US / Ukraine are unfortunately the only states for which this makes sense (perhaps US with back-room permission from some people in the German government):
1. Biden stated flat out he would never allow NS2 to go live. "There will no longer be a NS2, we will end it" and when asked by a reporter "how will you do that exactly" he replied "i promise you we will be able to do it". This makes the USA the prime suspect by far, worryingly and alarmingly.

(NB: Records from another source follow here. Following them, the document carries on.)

PR #7417, opened 2019-10-08
[Fix #7273] Added cop for spaces around method calls.

### LINKED ISSUE #7273: Cop to check the space before dot
This code `"a" .class` despite of being a valid ruby code, can be improved by removing the space.

I've searched the documentation in order to find something already implementing this, but haven't found nothing, just the style cops for dot position in the method chain.

Input:
`"a" .class"`
Expected:
`"a".class"`

timothyjosefik:
This will throw a new offense anytime a space is around a dot call except
when the dot is the first thing on a line.

Note: This only works for dot calls and does not work with &. or ::

-----------------

* [x] Added tests.


CHANGELOG.md
```diff
@@ -2,6 +2,8 @@
 
 ## master (unreleased)
 
+* [#7273](https://github.com/rubocop-hq/rubocop/issues/7273): Add new `Style/SpaceAroundMethodCall` cop. ([@timothyjosefik][])
```
buehmann: Please add a `New features` subsection; see 0.75.0 down below for an example.

lib/rubocop/cop/layout/space_around_method_call.rb
```diff
@@ -0,0 +1,72 @@
...
+          no_space_offenses(node, dot, right, AFTER_MSG)
+          return if left.line != dot.line
+
+          no_space_offenses(node, left, dot, BEFORE_MSG)
+        end
+
+        private
+
+        def dot_token(tokens)
+          tokens.reverse.find(&:dot?)
```
buehmann: This will find the wrong dot (the second one) in cases like `foo . bar(foo.bar)` and hence not detect the spaces around the first one.

lib/rubocop/cop/layout/space_around_method_call.rb
```diff
@@ -0,0 +1,72 @@
...
+        end
+
+        def previous_token(current_token)
+          index = processed_source.tokens.index(current_token)
+          index.nil? || index.zero? ? nil : processed_source.tokens[index - 1]
+        end
+
+        def next_token(current_token)
+          index = processed_source.tokens.index(current_token)
+          index.nil? || index.zero? ? nil : processed_source.tokens[index + 1]
```
buehmann: The `index.zero?` condition does not seem to make sense here. In `previous_token` it is used to not produce negative array indexes, but here?

lib/rubocop/cop/layout/space_around_method_call.rb
timothyjosefik: The reason I did `reverse` was because when doing `foo.bar.foo2 . bar2` on the first `on_send` the `node` contains `foo.bar.foo2 . bar2` on the second `on_send` the node contains just `foo.bar.foo2` so I needed to get the last token to find the space there. 

You are correct that with `foo . bar(foo.bar)` using the `reverse` will not detect the space. 

Any ideas on how to get both scenarios to work?

buehmann: You could make use of the source map of the send node in order to find the right dot: `send_node.loc.dot` will give you the location of the dot in the source which you could compare to the token positions.

Be aware that `loc.dot` can be nil because there are send nodes without dots in the source. You might want to cover this case in your specs. There is a convenience method `dot?` for send nodes, so you could do something like this:
```ruby
def on_send(node)
  return unless node.dot?
```

bbatsov:
> Note: This only works for dot calls and does not work with &. or ::

Those have to be supported by the same cop IMO.

bbatsov:

PR #7418, opened 2019-10-08
Exclude .git from internal investigation

buehmann:
In the project's `.rubocop.yml` we overwrite the default
`AllCops/Exclude` and do not exclude `.git`.

On my machine fixing this saves 1 of 3 seconds for a simple `rubocop
--list-target-files`.


koic:
Thanks!

Issue #7426, opened 2019-10-13
Frozen String Literal Behavior is Confusing


gfyoung:
According to <a href="https://www.rubydoc.info/gems/rubocop/RuboCop/Cop/Style/FrozenStringLiteralComment">the docs</a>, my understanding was that in order for the cop to be satisfied, we had to add `# frozen_string_literal: true` to the top of the file.

However, after finding what appeared to be a false negative in one of my projects, I found #7241 and its corresponding fix in #7251 that highlighted that adding `# frozen_string_literal: false` to the top can still pass this cop.  Two points:

* I think the docs should be updated to reflect that `false` is accepted in the magic comment
* Is there a way to configure the cop so that it enforces `# frozen_string_literal: true` only?

## Rubocop Info

~~~
0.75.0 (using Parser 2.6.5.0, running on ruby 2.6.5 x86_64-linux)
~~~

koic:
Good points.

> I think the docs should be updated to reflect that `false` is accepted in the magic comment

Yeah, it will be easy to understand if it is documented.

> Is there a way to configure the cop so that it enforces `# frozen_string_literal: true` only?

AFAIK, there is no such configure option, so enhancement will be necessary.

gfyoung:
@koic : Thanks for your reply!

I imagine a docs change is something people wouldn't object to.

The enhancement would be nice.  Would be curious to know if people have any objections.

olliebennett:
I assumed the `Style/FrozenStringLiteralComment` cop already checked for `true`, to be honest.

For reference, current RuboCop [default configuration](https://github.com/rubocop-hq/rubocop/blob/master/config/default.yml#L2731) options are;

```
  EnforcedStyle: always
  SupportedStyles:
    # `always` will always add the frozen string literal comment to a file
    # regardless of the Ruby version or if `freeze` or `<<` are called on a
    # string literal. If you run code against multiple versions of Ruby, it is
    # possible that this will create errors in Ruby 2.3.0+.
    - always
    # `never` will enforce that the frozen string literal comment does not
    # exist in a file.
    - never
```

Would it make sense to add a new SupportedStyle of `alwaystrue`?

```
    # `alwaystrue` will enforce that the frozen string literal comment exists
    # and is set to `true` (i.e. enforcing that string literals _are_ frozen). 
    - alwaystrue
```

[...]

PR #7429, opened 2019-10-14
Document support for frozen_string_literal: false

gfyoung:
xref #7426

### DIFF
--- a/lib/rubocop/cop/style/frozen_string_literal_comment.rb
+++ b/lib/rubocop/cop/style/frozen_string_literal_comment.rb
@@ -11,6 +11,9 @@ module RuboCop
       # encoding comment. The frozen string literal comment is only valid in
       # Ruby 2.3+.
       #
+      # Note that the cop will ignore files where the comment exists but is set
+      # to `false` instead of `true`.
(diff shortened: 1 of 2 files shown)


gfyoung:
This is my first time contributing to the `rubocop` project, so I have a question about commit messages.  My PR is not "fixing" the issue (it's a two-parter, and this only addresses one part of it), so I wasn't sure that I needed to add a "fix" prefix to my commit message.

Let me know what makes sense here!

bbatsov:
The comment seems a bit confusing to me. Shouldn't it say that RuboCop will ignore files where the  the comment exists and is set to `false` instead?

gfyoung:
> The comment seems a bit confusing to me. Shouldn't it say that RuboCop will ignore files where the the comment exists and is set to false instead?

@bbatsov : We can write it like that as well.  I just want to make it clear that users have an alternative if they have the cop turned on.

gfyoung:
@bbatsov : I've updated the wording and included an example.  Have a look.

bbatsov:
Looks good to me. Thanks!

2. Ukraine wants to keep Europe from supporting Russia via gas purchases but if the attack is traced back to them it would immediately kill public support for them, this would be an insanely risky and counter-productive move.
3. Russia has no reason to blow up its own pipelines and every reason not to. They were hoping Europe goes back to buying their gas, maybe even ending sanctions to get it. This ends that possibility for a while.
We do really need to cut it out with the absurd "Putin is a 4D chess grandmaster" explanations, they make the west look collectively crazy.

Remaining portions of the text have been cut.